A striking finding is that in making various kinds of judgments or predictions, based on various bits of information, mechanical formulas almost always do better than human analysts, even supposed experts. The key reason — humans are just too plagued by noise. And so we see growing recourse to artificial intelligence to make evaluations, like medical diagnoses.
More: when a human evaluates a set of variables to come up with a judgment, it’s not a formulaic process, yet it’s as if a formula is being applied, albeit a complex one. Studies have found that when such an actual human’s judgments are made the basis for a computer model, which is then applied to the same variables, the model outperforms the human. We may think we bring complexity and richness and insight into our judgments. But what we really bring is noise.
And more: not only do such models outperform the humans they model, studies have found that any mechanistic formula, even randomly weighted, applied to the set of variables in play, will do better than “expert” human judgments.

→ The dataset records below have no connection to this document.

PR #3513, opened 2024-07-10
fix(generators): Fix JavaScript generators

daffl:
It looks like the behaviour in TypeScript transpiler changed for this.


marshallswain (approved):
:shipit:

PR #3532, opened 2024-09-09
Update typebox

alidplus:
### Summary
1. Tell us about the problem your pull request is solving.
[@sinclairzx81/typebox](https://github.com/sinclairzx81/typebox) is an awesome project and it is working well with feathers. As there are many new and usable utils like `Type.Composite` in newer versions, I usually use to install newer versions to my projects. However, using two different versions creates a lot of problems with type mismatch.
The first solution to fix it is to use `resolutions` in the package.json file. but it causes some other problems.
Finally, I decided to update it.

2. Are there any open issues that are related to this?
No!

3. Is this PR dependent on PRs in other repos?
Only two small changes in @feathers/generators

### DIFF
--- a/package-lock.json
+++ b/package-lock.json
@@ -25059,7 +25059,7 @@
       "license": "MIT",
       "dependencies": {
         "@feathersjs/schema": "^5.0.30",
-        "@sinclair/typebox": "^0.25.0"
+        "@sinclair/typebox": "^0.33.9"
       },
       "devDependencies": {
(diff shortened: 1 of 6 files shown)


daffl:
Thank you for the pull request. I branched off of it at https://github.com/feathersjs/feathers/pull/3612 for a working implementation for the next release.

daffl:
The update to TypeBox version 1 has now been done in https://github.com/feathersjs/feathers/pull/3616

PR #3537, opened 2024-09-19
fix #3057

### LINKED ISSUE #3057: result.total does not account for params.pipeline
### Steps to reproduce

pre.37, db: MongoDB

1. Set custom pipeline in a service find before hook like 

(context) => {
      context.params.pipeline = [{ $match: { foo: 'bar' } }]
      return context
}

2. Call find() with empty query

The result.data array is correct
result.total should be equal to the number of db records where foo is equal to 'bar', but it's equal to the total number of records as if no custom pipeline specified

alidplus:
### Summary
fixes #3057

### DIFF
--- a/packages/mongodb/src/adapter.ts
+++ b/packages/mongodb/src/adapter.ts
@@ -149,7 +149,7 @@ export class MongoDbAdapter<
     const model = await this.getModel(params)
     const { before, after } = this.parsePipeline(params)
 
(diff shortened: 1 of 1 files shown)


daffl:
Thank you for the pull request. I merged this via https://github.com/feathersjs/feathers/pull/3541 which I believe solves the same problem and also included tests.

PR #3539, opened 2024-09-23
fix(knex): Add tableOptions parameter for inheritance on knex adapter options to pass on knex builder

fidelio314:
Add support on knex adapter to passe tableOptions on the Knex builder in order to support the option  ONLY that discard the inheriting tables - **For PostgreSQL only**

Today the feathesjs-knex package was not able to pass the option:
```
{
  only: true
}
```
Here is the knex doc: https://knexjs.org/guide/query-builder.html#common

I propose a new knex specific adapter option called: tableOptions to be used on the getOptions method of the service class.

this can be passed on the db method on the knex adapter and therfore to the 

```
Model(name, tableOptions)
```

### DIFF
--- a/packages/knex/src/adapter.ts
+++ b/packages/knex/src/adapter.ts
@@ -69,7 +69,7 @@ export class KnexAdapter<
   }
 
   db(params?: ServiceParams) {
-    const { Model, name, schema } = this.getOptions(params)
+    const { Model, name, schema, tableOptions } = this.getOptions(params)
 
     if (params && params.transaction && params.transaction.trx) {
       const { trx } = params.transaction
@@ -77,7 +77,7 @@ export class KnexAdapter<
       return schema ? (trx.withSchema(schema).table(name) as Knex.QueryBuilder) : trx(name)
     }
 
-    return schema ? (Model.withSchema(schema).table(name) as Knex.QueryBuilder) : Model(name)
+    return schema ? (Model.withSchema(schema).table(name) as Knex.QueryBuilder) : Model(name, tableOptions)
   }
 
   knexify(knexQuery: Knex.QueryBuilder, query: Query = {}, parentKey?: string): Knex.QueryBuilder {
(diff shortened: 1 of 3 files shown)


packages/knex/src/adapter.ts
```diff
@@ -69,15 +69,15 @@ export class KnexAdapter<
...
+    const { Model, name, schema, tableOptions } = this.getOptions(params)
 
     if (params && params.transaction && params.transaction.trx) {
       const { trx } = params.transaction
       // debug('ran %s with transaction %s', fullName, id)
       return schema ? (trx.withSchema(schema).table(name) as Knex.QueryBuilder) : trx(name)
     }
 
-    return schema ? (Model.withSchema(schema).table(name) as Knex.QueryBuilder) : Model(name)
+    return schema ? (Model.withSchema(schema).table(name) as Knex.QueryBuilder) : Model(name, tableOptions)
```
e-kibet, line 80: Will it work if the tableOptions has not been provided, I would prefer we check it before passing the tableOptions as parameter on the knex adapter options like this:-

```
let queryBuilder: Knex.QueryBuilder;
  if (params?.transaction?.trx) {
    const { trx } = params.transaction;
    queryBuilder = schema ? trx.withSchema(schema).table(name) : trx.table(name);
  } else {
    queryBuilder = schema ? Model.withSchema(schema).table(name) : Model.table(name);
  }

  // Apply tableOptions if provided
  if (tableOptions) {
    queryBuilder = queryBuilder.withOptions(tableOptions); // Adjust this if .withOptions() isn't the exact method for tableOptions
  }
  return queryBuilder;
```

fidelio314: the 
`Model(name, tableOptions)`

has already the tableOptions that can undefined. (its tha case now)
i am just proposign to pass them and then allow to have this property reach the knex mode. 
no the ONLY postgres query is impossible to have though feathers.

daffl (approved):

daffl:
Ooops, sorry for some reason I thought the tests were failing but they just didn't have approval to run. Thank you for putting this up, it will go out with the next release.

PR #3541, opened 2024-10-10
fix(mongodb): Fix mongo count

DaddyWarbucks:
This PR fixes a bug in the mongo package that caused a miscount when counting documents while using the aggregation pipeline. I recently installed this in a large production app and caught a couple of bugs that the tests had not. 

0f1deb642ad4a4585c17aa2bf4eaec8fd7152ca0 - Add `paginate: false` to ensure counting all documents.

e6595b8d3c2dc6fbc32084fb980f3f85805b75f5 - Use the pipeline's `$count` operator for better performance.

e126577a47081733d18adb11a96e0fce3a6d93e7 - Rearrange the pipeline so that it skips and limits before projecting (aka select). Mongo supposedly optimizes the pipeline steps, but its still make sense to me and reads better if we skip/limit before projection.

927f357232dfd8f7cb946db4e67f4725dbb27e4e - Add 1 missing test from the generic test suite.

Please let me know anything I can do to move this PR through quickly. It is critical bug in a production app and I cannot roll it back easily.

### DIFF
--- a/packages/mongodb/src/adapter.ts
+++ b/packages/mongodb/src/adapter.ts
@@ -213,6 +213,7 @@ export class MongoDbAdapter<
     if (params.pipeline) {
       const aggregateParams = {
         ...params,
+        paginate: false,
         query: {
           ...params.query,
           $select: [this.id],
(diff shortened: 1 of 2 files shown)


DaddyWarbucks:
I was actually able to solve this problem in my own app by just extending the `MongoService` class with the updates from the PR.

daffl:
Thank you! I'll look into why the tests aren't passing today.

PR #3554, opened 2024-12-06
fix(generators): remove ctx.cwd from prettier.resolveConfig()

buxit:
fix prettier formating in generators

prettier.resolveConfig() should either be called with a concrete config file or without any parameters. with just a directory it fails to resolve correctly


daffl (approved):

daffl:
Thank you for the pull request. It looks like the types require a parameter which is why the compile step fails. What does the current failure look like?

buxit:
> Thank you for the pull request. It looks like the types require a parameter which is why the compile step fails. What does the current failure look like?

it doesn't pick up `.prettierrc` in the base directory, its contents are ignored. i see two options, calling `resolveConfig` with an empty string or with `await prettier.resolveConfigFile(ctx.cwd)` as argument.

the empty string works because there's a check for `!configFile` in prettier (https://github.com/prettier/prettier/blob/f66d8ec2e02ce95d41fcd0109c9143b1dc3c9b62/src/config/resolve-config.js#L33C3-L36C4)

daffl:
`{ resolveConfig: await prettier.resolveConfigFile(ctx.cwd) }` sounds like the more robust solution to me?

buxit:
> `{ resolveConfig: await prettier.resolveConfigFile(ctx.cwd) }` sounds like the more robust solution to me?

not sure `await prettier.resolveConfig(await prettier.resolveConfigFile(ctx.cwd))` will actually compile, as `resolveConfigFile(ctx.cwd)` could return `null`

e-kibet (approved):
LGTM

PR #3574, opened 2025-03-11
fix(oauth): return updated object `value` key instead of complex patched object that causes crash

francescochiapello:
OAuth is not working since the object returned from patch function is a complex object composed by `value` item that contains the payload of the user account.

There are not other open issues that are related to this and this PR is not dependent on PRs in other repos.

### DIFF
--- a/packages/authentication-oauth/src/strategy.ts
+++ b/packages/authentication-oauth/src/strategy.ts
@@ -166,7 +166,7 @@ export class OAuthStrategy extends AuthenticationBaseStrategy {
 
     const authEntity = !existingEntity
       ? await this.createEntity(profile, params)
-      : await this.updateEntity(existingEntity, profile, params)
+      : (await this.updateEntity(existingEntity, profile, params)).value
 
     return {
       authentication: { strategy: this.name },


francescochiapello:
Hi guys, without this PR merged, is not possible to handle oauth login using Facebook, Google or other third party provider. Please have a look at it and if possible merge it to fethers repo. Thanks a lot.

daffl:
Is there a way to confirm this. Aside from [the compilation failing](https://github.com/feathersjs/feathers/actions/runs/13797915130/job/39138659083?pr=3574#step:8:1077) I just tested the existing setup with Google and it worked as expected.

francescochiapello:
Hi @daffl, I've tested it multiple times with this version `"@feathersjs/authentication-oauth": "^5.0.31"` and when I register a user it's working well, but after trying to sign in again with Google, this line
```
return this.entityService.patch(id, data, _.omit(params, 'query'))
```
on this method

```
  async updateEntity(entity: any, profile: OAuthProfile, params: Params) {
    const id = entity[this.entityId]
    const data = await this.getEntityData(profile, entity, params)

    debug(`updateEntity with id ${id} and data`, data)

    return this.entityService.patch(id, data, _.omit(params, 'query'))
  }
```
is returning an object that has inside a `value` object with the mongodb loggedin user object.

francescochiapello:
Hi @daffl , this is what I mean with `value` object returned by path service.

google-values

daffl:
It looks like you are using MongoDB aggregation in your `users` service. By default the strategy calls `userService.patch()`. I'd recommend first making sure that the `patch` method returns the format expected by `updateEntity` by default or [customizing the implementation](https://feathersjs.com/api/authentication/oauth.html#customization) accordingly.

daffl:
Closing this since I think it is related to the MongoDB aggregation and works as intended in the default case. Appreciate the PR though!

PR #3578, opened 2025-03-21
feat(knex): Add support for extended operators in query builder (fixes #3377)

### LINKED ISSUE #3377: Support additional postgres operators
I have a postgres database that makes use of array fields and fulltext indexes. I need to be able to perform queries on those fields using the following postgres operators:
* && - array overlap - https://www.postgresql.org/docs/current/functions-array.html#ARRAY-OPERATORS-TABLE
* @> - array contains - https://www.postgresql.org/docs/current/functions-array.html#ARRAY-OPERATORS-TABLE
* <@ - array contained by - https://www.postgresql.org/docs/current/functions-array.html#ARRAY-OPERATORS-TABLE
* @@ - fulltext match - https://www.postgresql.org/docs/current/functions-textsearch.html

I made a PR for the v4 feathers-knex module implementing these: https://github.com/feathersjs-ecosystem/feathers-knex/pull/236
However, it wasn't immediately clear to me how to implement this in the new knex core module.

Also, reading the migration guide, it seems like perhaps these could be defined in my service definitions using the filter/operator properties? The documentation there wasn't very clear how these are meant to function.

michalgm:
This change adds the ability to define custom operators via a new `extendedOperators` option for the knex service constructor. This allows the use of  database-specific operators that aren't included in the standard set.

- Modified the `knexify` method to use both built-in and extended operators
- Added documentation for the `extendedOperators` option
- Added tests to verify the functionality with custom operators

Example usage:
```typescript
const service = new KnexService({
  Model: db,
  name: 'people',
  extendedOperators: {
    $startsWith: 'LIKE',
    $fulltext: '@@'  // PostgreSQL full-text search
  }
})
```

This fixes #3377

### DIFF
--- a/docs/api/databases/knex.md
+++ b/docs/api/databases/knex.md
@@ -63,7 +63,7 @@ The Knex specific adapter options are:
 - `name {string}` (**required**) - The name of the table
 - `schema {string}` (_optional_) - The name of the schema table prefix (example: `schema.table`)
 - `tableOptions {only: boolean` (_optional_) - For PostgreSQL only. Argument for passing options to knex db builder. ONLY keyword is used before the tableName to discard inheriting tables' data. (https://knexjs.org/guide/query-builder.html#common)
-- `extendedOperators {[string]: string}` (_optional_) - A map defining additional operators for the query builder. Example: `{ $fulltext: '@@' }` for PostgreSQL full text search.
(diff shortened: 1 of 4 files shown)


michalgm:
I'm now realizing another approach would be to just extended `OPERATORS` to support everything the knex supports: https://github.com/knex/knex/blob/9bd12999907436c2ef51f786df09a9a7e8931cca/lib/formatter/wrappingFormatter.js#L9

daffl (approved):

daffl:
Thank you! This is a good step I think.

PR #3691, opened 2026-06-04
fix(mongodb): let objectid keyword fail validation

### LINKED ISSUE #3685: `keywordObjectId` throws instead of returning `false`, breaking `anyOf` / union validation
## Package

`@feathersjs/mongodb` — specifically `src/converters.ts`, the `keywordObjectId` export.

## Description

The `keywordObjectId` AJV keyword throws an `Error` when the value is not a valid ObjectId string:

```typescript
return function (value: string, obj: any) {
  const { parentData, parentDataProperty } = obj
  try {
    parentData[parentDataProperty] = new ObjectId(value)
    return true
  } catch (error) {
    throw new Error(`invalid objectid for property "${parentDataProperty}"`)
  }
}
```

This breaks AJV's `anyOf` / `oneOf` evaluation. When a schema uses a union type like:

```json
{
  "anyOf": [
    { "type": "string", "objectid": true },
    { "type": "null" }
  ]
}
```

AJV is supposed to try each branch and succeed if any passes. But because the keyword **throws** instead of returning `false`, AJV cannot gracefully fall through to the `{ "type": "null" }` branch — the exception propagates up the call stack.

## Steps to reproduce

1. Register `keywordObjectId` on an AJV instance with `coerceTypes: true` and `useDefaults: true`
2. Define a schema with a nullable objectid field:
   ```typescript
   const schema = Type.Object({
     refId: Type.Union([Type.String({ objectid: true }), Type.Null()], { default: null }),
   })
   ```
3. Validate an object where `refId` is missing (so the default `null` is applied)
4. **Expected:** Validation passes — `null` matches the `Type.Null()` branch
5. **Actual:** Throws `Error: invalid objectid for property "refId"`

## Root cause

With `coerceTypes: true`, AJV attempts to coerce `null` into a string when evaluating the first `anyOf` branch. The coerced value (empty string) reaches the `objectid` keyword, which calls `new ObjectId("")`, catches the error, and **re-throws** instead of returning `false`.

AJV keyword validators must return `false` (not throw) to signal failure, otherwise AJV cannot continue evaluating alternative branches.

## Suggested fix

```diff
 return function (value: string, obj: any) {
   const { parentData, parentDataProperty } = obj
   try {
     parentData[parentDataProperty] = new ObjectId(value)
     return true
   } catch (error) {
-    throw new Error(`invalid objectid for property "${parentDataProperty}"`)
+    return false
   }
 }
```

This allows AJV to produce a standard validation error (referencing the keyword) rather than an uncaught exception, and correctly supports `anyOf` / `oneOf` unions with nullable objectid fields.

puneetdixit200:
### Summary

`keywordObjectId` currently throws when a string cannot be converted to a MongoDB `ObjectId`. That prevents AJV from treating the keyword as a normal branch failure, so `anyOf` / `oneOf` schemas cannot continue to another valid branch such as `null`.

This changes the keyword validator to return `false` on invalid ObjectId conversion, which lets AJV report a standard validation failure and continue evaluating union branches.

Closes #3685.

No.

### Other Information

Added regression coverage for nullable union validation and updated the invalid ObjectId test to assert a normal AJV validation failure instead of an uncaught exception.

Verification:

```console
source ~/.nvm/nvm.sh && nvm use 18.20.8 >/dev/null && npm_config_cache=/tmp/feathers-107-npm-cache npm test --workspace @feathersjs/mongodb -- --grep "objectid keyword"
source ~/.nvm/nvm.sh && nvm use 18.20.8 >/dev/null && npm_config_cache=/tmp/feathers-107-npm-cache npm test --workspace @feathersjs/mongodb -- --grep "ObjectId resolvers|objectid keyword"
source ~/.nvm/nvm.sh && nvm use 18.20.8 >/dev/null && npm_config_cache=/tmp/feathers-107-npm-cache npm run compile --workspace @feathersjs/mongodb
source ~/.nvm/nvm.sh && nvm use 18.20.8 >/dev/null && npm_config_cache=/tmp/feathers-107-npm-cache npx prettier --check packages/mongodb/src/converters.ts packages/mongodb/test/converters.test.ts
source ~/.nvm/nvm.sh && nvm use 18.20.8 >/dev/null && npm_config_cache=/tmp/feathers-107-npm-cache npx eslint packages/mongodb/src/converters.ts packages/mongodb/test/converters.test.ts
git diff --check
```

### DIFF
--- a/packages/mongodb/src/converters.ts
+++ b/packages/mongodb/src/converters.ts
@@ -57,7 +57,7 @@ export const keywordObjectId = {
         parentData[parentDataProperty] = new ObjectId(value)
         return true
       } catch (error) {
-        throw new Error(`invalid objectid for property "${parentDataProperty}"`)
+        return false
       }
     }
   }
--- a/packages/mongodb/test/converters.test.ts
+++ b/packages/mongodb/test/converters.test.ts
@@ -89,7 +89,7 @@ describe('objectid keyword', () => {
     assert.equal(typeof data.otherId, 'string')
   })
 
-  it('fails on invalid objectids', async () => {
+  it('fails validation on invalid objectids', async () => {
     const schema = {
       type: 'object',
       properties: {
@@ -104,6 +104,28 @@ describe('objectid keyword', () => {
     }
     assert.equal(typeof data._id, 'string')
 
-    assert.throws(() => validate(data), /invalid objectid for property "_id"/)
+    assert.equal(validate(data), false)
+    assert.equal(validate.errors?.[0].keyword, 'objectid')
+  })
+
+  it('continues validating nullable unions when an objectid branch fails', async () => {
+    const nullableValidator = new Ajv({ coerceTypes: true, useDefaults: true })
+    nullableValidator.addKeyword(keywordObjectId)
+
+    const schema: any = {
+      type: 'object',
+      properties: {
+        refId: {
+          anyOf: [{ type: 'string', objectid: true }, { type: 'null' }],
+          default: null
+        }
+      },
+      additionalProperties: false
+    }
+    const validate = nullableValidator.compile(schema)
+    const data: { refId?: ObjectId | null } = {}
+
+    assert.equal(validate(data), true)
+    assert.equal(data.refId, null)
   })
 })


daffl (approved):

daffl:
Published in 5.0.46, thank you!

PR #3697, opened 2026-08-10
fix(typebox): support nested extension query keys

### LINKED ISSUE #3526: $sort from querySyntax function in @feathersjs/typebox does not consider the extensions param, so can't sort on extensions
### Steps to reproduce

(First please check that this issue is not already solved as [described
here](https://github.com/feathersjs/feathers/blob/dove/.github/contributing.md#report-a-bug) - if it is a general question or suggestion please start a [Discussion](https://github.com/feathersjs/feathers/discussions))

- [x] Tell us what broke. The more detailed the better.
I tried to add a nested sort field to the extensions for query synatx and it wouldn't work, I dug into the source code and saw that extensions are not considered, I'm not sure if this is expected behaviour or not?
image

- [x] If you can, please create a simple example that reproduces the issue and link to a gist, jrepo, etc. This makes it much easier for us to debug and issues that have a reproducible example will get higher priority.

I managed to solve it for my case by passing in an intersect type as the main argument:
image

### Expected behavior

Tell us what should happen

Ideally, it would be great if the properties passed in as extensions could be used on the `$sort` as well as the `$select`

### Actual behavior

These properties are currently ignored
Tell us what happens instead

### System configuration

`"@feathersjs/typebox": "^5.0.29"`

**NodeJS version**:
v20.14.0

**Operating System**:
MacOS

**Browser Version**:
N/A

**React Native Version**:
N/A

**Module Loader**:
npm

tonycoder-hub:
### Summary

`querySyntax` currently accepts nested extension fields for property queries, but `$sort` and `$select` only expose top-level schema keys. As a result, valid nested extension keys such as `profile.name` are rejected. This change derives sortable/selectable nested keys from non-operator extension entries while continuing to exclude `$`-prefixed query operators.

Fixes #3526.

No.

### Verification

- `npm run mocha --workspace @feathersjs/typebox` (10 passing)
- `tsc -p packages/typebox/tsconfig.json --noEmit`
- `git diff --check`

### Other Information

The implementation and review used AI assistance. The final diff, regression behavior, type checks, and test results were independently verified before submission.

### DIFF
--- a/packages/typebox/src/index.ts
+++ b/packages/typebox/src/index.ts
@@ -54,9 +54,35 @@ export function StringEnum<T extends string[]>(allowedValues: [...T], options?: 
   return Type.Unsafe<T[number]>({ type: 'string', enum: allowedValues, ...options })
 }
 
-const arrayOfKeys = <T extends TObject>(type: T) => {
-  const keys = Object.keys(type.properties)
-  return Type.Unsafe<(keyof T['properties'])[]>({
+type QueryExtensions<T extends TObject> = {
+  [K in keyof T['properties']]?: { [key: string]: TSchema }
+}
+
+type NoQueryExtensions = Record<never, never>
+
+type ExtensionPropertyKeys<X> = {
+  [K in Extract<keyof X, string>]: {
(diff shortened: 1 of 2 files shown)


tonycoder-hub:
Closing as stale — opened on or before 2026-08-17 and still unmerged.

But supplanting human judgments with mechanistic decision methods provokes backlash. When noisiness in criminal sentencing became evident, the consequently enacted federal sentencing guidelines led to objections that this interfered with judges, well, judging. People do still value the idea of human judgment, bringing a “holistic” perspective to any decision. “This has deep intuitive appeal,” the authors acknowledge.
But, they say, their recommended “decision hygiene” strategies mostly aren’t mechanistic, not jettisoning human judgment. Instead, they mainly urge noise reduction by breaking problems down into component parts. And recognize that while reducing noise is broadly desirable, excessive fixation on it can conflict with other values. Noise is like dirt in your home — its optimal amount is not zero, because attaining zero costs more than it’s worth.
Intelligence also helps combat noise. Yes, “intelligence” is a fraught concept. But the book argues that in fact, tests of “General Mental Ability” are highly predictive of performance. High achievers overwhelmingly tend to have higher GMAs. Even within the top 1%, gradations actually make a big difference. Someone in the 99.8% GMA percentile will likely significantly outperform the 99.0% person. (My own example bears this out. I think I’m at least close to 99%, but not higher. And I feel that difference, compared to really smart people.)
Conversely, lower GMA scores are predictive of people believing in bunk like astrology and falling for fake news. Here’s a GMA test question: in a race, you pass the runner in second place. What place are you in now? Your instinctive answer is likely wrong.
But on the other hand, I’ve long believed that carefully agonizing over a decision doesn’t necessarily improve upon your initial gut response. One chapter began by asking what percentage of the world’s airports are in the United States? “Thirty percent” immediately popped into my head. Then I said to myself, “Wait, let’s think methodically about this.” America has less than 5% of global population. But some big countries are much less developed. And we have a lot of little airports. Mulling over it all, I revised my answer to 15%.
The question introduced a discussion of how one’s first instinctive response is often actually better than a carefully considered one (because the latter is corrupted by noise). The correct answer: 32%!